Using Web structure and summarisation techniques for Web content mining

  • Authors:
  • Chen Lihui;Chue Wai Lian

  • Affiliations:
  • School of Electrical and Electronic Engineering, Division of Information Engineering, Nanyang Technological University, South Spine, Block S1, Nanyang Avenue, 639798 Republic of Singapore;School of Electrical and Electronic Engineering, Division of Information Engineering, Nanyang Technological University, South Spine, Block S1, Nanyang Avenue, 639798 Republic of Singapore

  • Venue:
  • Information Processing and Management: an International Journal
  • Year:
  • 2005

Quantified Score

Hi-index 0.00

Visualization

Abstract

The dynamic nature and size of the Internet can result in difficulty finding relevant information. Most users typically express their information need via short queries to search engines and they often have to physically sift through the search results based on relevance ranking set by the search engines, making the process of relevance judgement time-consuming. In this paper, we describe a novel representation technique which makes use of the Web structure together with summarisation techniques to better represent knowledge in actual Web Documents. We named the proposed technique as Semantic Virtual Document (SVD). We will discuss how the proposed SVD can be used together with a suitable clustering algorithm to achieve an automatic content-based categorization of similar Web Documents.
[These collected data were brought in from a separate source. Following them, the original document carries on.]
PR #765, opened 2025-07-30
Use dynamic size for array and struct records

### LINKED ISSUE #759: [Data products] Use dynamic string size to compute record size
When computing the size of a data product record, currently the size of a string record is the static serialized size (the max length of the string plus the size of the stored size) when it should be the dynamic serialized size (the actual length of the string plus the size of the stored size). This issue also occurs when strings are members of arrays or structs, or when arrays with string or struct members are members of arrays of structs, etc.

- In the CPP autocoder, rename the writeSerializedSizeExpr function to writeStaticSerializedSizeExpr
- In the CPP autocoder, add a new function called writeDynamicSerializedSizeExpr
- In the generated code for structs and arrays, add a function `getSerializedSize` that gets the dynamic serialized size of the struct or array, similarly to what we already have in `Fw::StringBase`.
- Use the dynamic size when generating the code that computes the contribution of a string, array, or struct to the size of a data product record.
- Test with check-cpp and fpp test

jwest115:
Use dynamic string size to compute record size for array and struct records.

Closes #759.

### DIFF
--- a/compiler/lib/src/main/scala/codegen/CppWriter/ArrayCppWriter.scala
+++ b/compiler/lib/src/main/scala/codegen/CppWriter/ArrayCppWriter.scala
@@ -437,7 +437,7 @@ case class ArrayCppWriter (
     ))
     val serializedSize = eltType.getUnderlyingType match {
       case ts: (Type.String | Type.Array | Type.Struct) => {
-        List(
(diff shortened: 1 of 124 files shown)


bocchino (approved):
Looks good!

PR #766, opened 2025-07-31
Deprecate serialize/deserialize in favor of [de]serialize[From/To]

Kronos3:
- [x] cpp-check
- [x] FppTest
- [x] Updated docs that reference `deserialize`/`serialize`


Kronos3:
I retested check-cpp and FppTest with the latest main backmerge since it changed our .ref.cpp files. Everything is still passing.

PR #771, opened 2025-08-04
Remove `fpp-to-xml` from docs

### LINKED ISSUE #732: Remove XML from tools and docs
Now that XML is gone from nasa/fprime/devel, we can do this.

- [ ] Remove `fpp-to-xml`
- [ ] Remove `fpp-from-xml`
- [ ] Revise User's Guide

bocchino:
Closes #732.


jwest115 (approved):
Looks good!

PR #772, opened 2025-08-04
Use dynamic serialized size for array records of structs and arrays

jwest115:


bocchino:
@jwest115 It looks like there are conflicts stemming from the recent changes to the serialization interface. Can you fix the conflicts and run CI?

bocchino (approved):
Looks good!

PR #782, opened 2025-08-19
Revise error checking for dot expressions

### LINKED ISSUE #781: Invalid dot expression causes a crash
Running this code through `fpp-check` produces a crash:
```
constant a = { x = 1 }.x
```
Instead it should produce an error.

bocchino:
Properly handle the case where the prefix expression is not a use of a definition. See &sect; 10.4 of the FPP Language Specification, v3.0.0.

Closes #781.


Kronos3 (approved):
Looks good!

bocchino:
Thanks! I think we'll have to revert this change when we add struct member access, but it's good to get this fix in and document it.

zimri-leisher:
Interesting, I just realized I had a similar issue in Fpy.

PR #783, opened 2025-08-19
Struct Member Selection Semantics

### LINKED ISSUE #769: Struct member semantics
- [x] Update analysis to support struct field selection in value expressions
- [x] Add some tests to validate the analysis

Kronos3:
This PR reworks the use analysis of dot expressions to allow selecting members of expressions that have struct/anon struct types. This change is a little tricky since the previous implementation assumed that every complete dot expression was a constantUse of some sort. This is no longer the case. Now _part_ of a dot expression can be a constantUse and another might be a member selection. Also we are allowing member selection on struct literals so some dot expressions might not have _any_ constantUses.

Closes #769

### DIFF
--- a/docs/fpp-spec.html
+++ b/docs/fpp-spec.html
@@ -5,7 +5,7 @@
 <meta http-equiv="X-UA-Compatible" content="IE=edge">
 <meta name="viewport" content="width=device-width, initial-scale=1.0">
 <meta name="generator" content="Asciidoctor 2.0.23">
-<title>The F Prime Prime (FPP) Language Specification, v3.0.0</title>
+<title>The F Prime Prime (FPP) Language Specification, Unreleased, after v3.0.0</title>
 <link rel="stylesheet" href="https://fonts.googleapis.com/css?family=Open+Sans:300,300italic,400,400italic,600,600italic%7CNoto+Serif:400,400italic,700,700italic%7CDroid+Sans+Mono:400,700">
 <style>
 /*! Asciidoctor default stylesheet | MIT License | https://asciidoctor.org */
@@ -437,7 +437,7 @@ body.book #toc,body.book #preamble,body.book h1.sect0,body.book .sect1>h2{page-b
 </head>
 <body class="article toc2 toc-left">
 <div id="header">
-<h1>The F Prime Prime (FPP) Language Specification, v3.0.0</h1>
+<h1>The F Prime Prime (FPP) Language Specification, Unreleased, after v3.0.0</h1>
 <div id="toc" class="toc2">
 <div id="toctitle">Table of Contents</div>
 <ul class="sectlevel1">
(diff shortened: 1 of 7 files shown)


Kronos3:
@bocchino I made the change we discussed, I created another analyzer called `BasicUseAnalyzer` which effectively works the same way as before this change, it assumes a dotExpr is a `constantUse` iff its a qual-ident.

Then the true `UseAnalyzer` is simply an extension to the `BasicUseAnalyzer` which limits `constantUse` to the part of the qualified identifier that actually is the `constantUse`. In `fpp-depend`, only the basic analyzer is used since we don't run `CheckUses` in that tool.

compiler/lib/src/main/scala/analysis/CheckSemantics/CheckUses.scala
```diff
@@ -133,7 +148,7 @@ object CheckUses extends UseAnalyzer {
         for {
           _ <- {
             Result.annotateResult(
-              constantUse(a, itu.asExprNode, itu.name),
```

The auto-categorization facility as well as a ''Tree-like'' Graphical User Interface (GUI) for post-retrieval document browsing enhances the relevance judgement process for Internet users. Furthermore, we will introduce how our cluster-biased automatic query expansion technique can be used to overcome the ambiguity of short queries typically given by users. We will outline our experimental design to evaluate the effectiveness of the proposed SVD for representation and present a prototype called iSEARCH (Intelligent SEarch And Review of Cluster Hierarchy) for Web content mining. Our results confirm, quantify and extend previous research using Web structure and summarisation techniques, introducing novel techniques for knowledge representation to enhance Web content mining.